Independent researchers have uncovered 1418 third-party software vulnerabilities in outdated but still used automated supply cabinet used to dispense medical supplies, according to a federal cybersecurity advisory.
|Security researchers found vulnerabilities in end-of-life versions of CareFusion's Pyxis SupplyStation system.|
Collaborating with CareFusion, researchers Billy Rios and Mike Ahmadi identified the vulnerabilities in end-of-life versions of CareFusion's Pyxis SupplyStation system, said the notice from the Industrial Control Systems Cyber Emergency Response Team(ICS-CERT). Ahmadi is scheduled to speak at MedTech Europe.
"These vulnerabilities could be exploited remotely," the advisory says. "Exploits that target these vulnerabilities are known to be publicly available."
Pyxis SupplyStation systems are automated cabinets that dispense medical supplies and can document usage in real time. They typically include a network of workstations, located in patient care areas throughout a facility and managed by the Pyxis SupplyCenter server, which links to the facility's existing information systems, according to ICS-CERT. The SupplyStation system is designed to provide access to supplies in "fail-safe mode" if the cabinet is rendered inoperable.
CareFusion will not provide a patch for these outdated systems, but has begun providing customers of end-of-life versions with an upgrade path. Those who choose not to upgrade can apply a series of compensating methods detailed in the advisory.
Information security professionals were not surprised at the researchers' findings, according to a report by SC Magazine.
John Smith, principal solution architect at Veracode, told SCMagazineUK.com thatmany new Internet of Things (IoT) devices pose a significant threat to healthcare.
"Vulnerabilities will always be discovered in connected devices," Smith said. "The security of all IoT devices must be looked at holistically so that all devices, as well as their web and mobile applications, and back-end cloud services, are secure by default."
In February, hackers brought down medical devices and computing systems in a Los Angeles hospital for more than a week using ransomware,a form of malware that demands a payment before normal functioning is restored. Hollywood Presbyterian Medical Center paid them $17,000 in bitcoin in response to a demand for more than $3.6 million to restore the records, according to the Los Angeles Times.
Researcher Ahmadi specializes in critical systems security - in which system failures can cause disastrous events that can lead to death.

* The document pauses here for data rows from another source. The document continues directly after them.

PR #679, opened 2022-04-10
e2e tests: Save html on error

bitdivine:
# Motivation
When an e2e test fails, it is often due to DOM selectors not being as expected.  It is time-consuming to recreate a similar situation manually.  Wouldn't it be quicker to save the DOM on error and examine that directly?

# Changes
- Save the DOM on error, with the same name as the screenshot but with html instead of jpg.
- Sanitise the screenshot filename.
- Use a separate counter for each suite.

# Tests
- I added `throw Error("Foo")` into the first line of the redirects test.
- I chose this test as it has non-alphanumeric characters in the test names.
- Running that test suite with: `LOG_LEVEL=warn ./scripts/test-winning` yielded these screenshots and html files:
  ```
  landing-page_00_landing-page.png
  landing-page_01_home-page.png
  redirects_00_test-fail_goes-to-accounts-page-after-registration.html
  redirects_00_test-fail_goes-to-accounts-page-after-registration.png
  redirects_01_test-fail_Redirects-accounts-v2-accounts.html
  redirects_01_test-fail_Redirects-accounts-v2-accounts.png
  redirects_02_test-fail_Redirects-neurons-v2-neurons.html
  redirects_02_test-fail_Redirects-neurons-v2-neurons.png
  redirects_03_test-fail_Redirects-proposals-v2-proposals.html
  redirects_03_test-fail_Redirects-proposals-v2-proposals.png
  redirects_04_test-fail_Redirects-canisters-v2-canisters.html
  redirects_04_test-fail_Redirects-canisters-v2-canisters.png
  ```


bitdivine:
Note: The test failure is unrelated; there is a timeout.  CI seems to struggle a bit with the e2e tests.

We could do with a test whether the e2e tests are flaky on CI.  Maybe a nightly job that runs the e2e tests 10 times.  If some timeouts are a bit tight that should show up there.

peterpeterparker:
Don't know if possible with Selenium but with Cypress you can record the video of tests that fail. From my experience, that would be helpful.

bitdivine:
@peterpeterparker - I agree, and quite generally, information on failed tests is likely to help.

Now, we have a screenshot when a test fails; not in this PR but already in main.  Upgrading that to a video would be cool.

A video would not help with query selectors.  The video would show what happened but not why.  Thus this PR would be useful even with a video.

peterpeterparker:
This HTML would only be accessible if the tests are run locally or would it be possible to download it from the CI when tests fails in the CI?

bitdivine:
The HTML should be available for failed CI jobs as well, assuming that we also merge: https://github.com/dfinity/nns-dapp/pull/681 

At the moment, without that PR, we don't even get the screenshots of failed CI jobs.

e2e-tests/wdio.conf.ts
```diff
@@ -50,7 +57,7 @@ export const config: WebdriverIO.Config = {
       project: "tsconfig.json",
     },
   },
-  specs: ["./specs/**/*.ts"],
+  specs: [["./specs/home.e2e.ts", "./specs/**/*.ts"]],
```
peterpeterparker, line 60: 1. an array of an array? looks like a typo (`[["./sp...` vs `["./sp...`)

2. not related to your PR but since we are already modifying this line maybe worth scoping the test pattern from `"./specs/**/*.ts"` to `"./specs/**/*.e2e.ts"`

e2e-tests/wdio.conf.ts
```diff
@@ -39,7 +39,14 @@ export const config: WebdriverIO.Config = {
     if (undefined !== error) {
       // Filenames containing spaces are painful to work with on the command line,
       // so we replace any spaces in the test name when we create the screenshot.
-      browser["screenshot"](`test-fail-${test.title.replace(/ /g, "-")}`);
+      const screenshotName = `test-fail-${test.title.replace(/ /g, "-")}`;
```
mstrasinskis, line 42: Does it make sense to add a date to the file-name to make it more or less unique?

bitdivine: I think this is not needed because each run generates just one set of screenshots; indeed the screenshot directory is deleted and recreated at the start of the e2e tests:  https://github.com/dfinity/nns-dapp/blob/main/.github/workflows/build.yml#L113

e2e-tests/wdio.conf.ts
bitdivine: This is an accidental commit.  Good catch!  Array-of-array tells wdio to run the inner tests as a group, so in sequence on a single runner.  I thought it might help but it didn't.

e2e-tests/wdio.conf.ts
bitdivine: Update:  I updated the screenshot code to
- (a) sanitize paths and
- (b) name screenshots `${suite_name}_${screenshot_number_in_suite}_${user_provided_name}` instead of `${screenshot_number_in_run}_${user_provided_name}`
I then reused this carefully constructed path when saving the dom.

e2e-tests/wdio.conf.ts
```diff
@@ -1,34 +1,56 @@
-const { existsSync, mkdirSync } = require("fs");
+const { existsSync, mkdirSync, writeFileSync } = require("fs");
 const { NNS_DAPP_URL } = require("./common/constants");
 
 export const config: WebdriverIO.Config = {
   baseUrl: NNS_DAPP_URL,
```
bitdivine, line 5: Screenshot function updated to:
- sanitize the filename
- restart the counter with every suite and prefix the filename with the suite name.
This carefully constructed name is then used when saving the DOM, just with an `.html` suffix instead of `.jpg`.

e2e-tests/wdio.conf.ts
```diff
@@ -39,7 +61,7 @@ export const config: WebdriverIO.Config = {
     if (undefined !== error) {
       // Filenames containing spaces are painful to work with on the command line,
       // so we replace any spaces in the test name when we create the screenshot.
```
mstrasinskis, line 63: is the comment obsolete? Probably it would be more reliable to always apply some filename transformation function before writing.

e2e-tests/wdio.conf.ts
```diff
@@ -1,34 +1,56 @@
...
-        .padStart(2, "0");
-      if (true === browser["screenshots-taken"].has(name)) {
-        throw Error(`A screenshot with this name was already taken: '${name}'`);
-      }
-      browser["screenshots-taken"].add(name);
+    browser.addCommand(
+      "screenshot",
+      async (name: string, options: { saveDom: boolean } = {}) => {
+        const countStr: string = (browser["screenshot-count"]++)
+          .toFixed()
```
mstrasinskis, line 16: Is it possible to have not integer here?

mstrasinskis (approved):
LGTM. With a couple of questions.

e2e-tests/wdio.conf.ts
mstrasinskis: Thank you

e2e-tests/wdio.conf.ts
bitdivine: Yes, the transformation is now in the screenshot function.  Good catch, thank you.

e2e-tests/wdio.conf.ts
bitdivine: Not with the code as it is.  If the code gets changed in future, yes, anything is possible.  I can code this defensively; usually a good idea.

"A heart is a vital organ and if it needs a pacemaker in order to survive, the pacemaker itself becomes as vital as the heart," Ahmadi said. "If you can find a vulnerability that can cause a failure, then it is actually a digital pathogen, the body doesn't differentiate anymore between a carbon-based virus and a digital one."
Note: A previous version of this article incorrecntly said that the security problems were related to infusion pumps.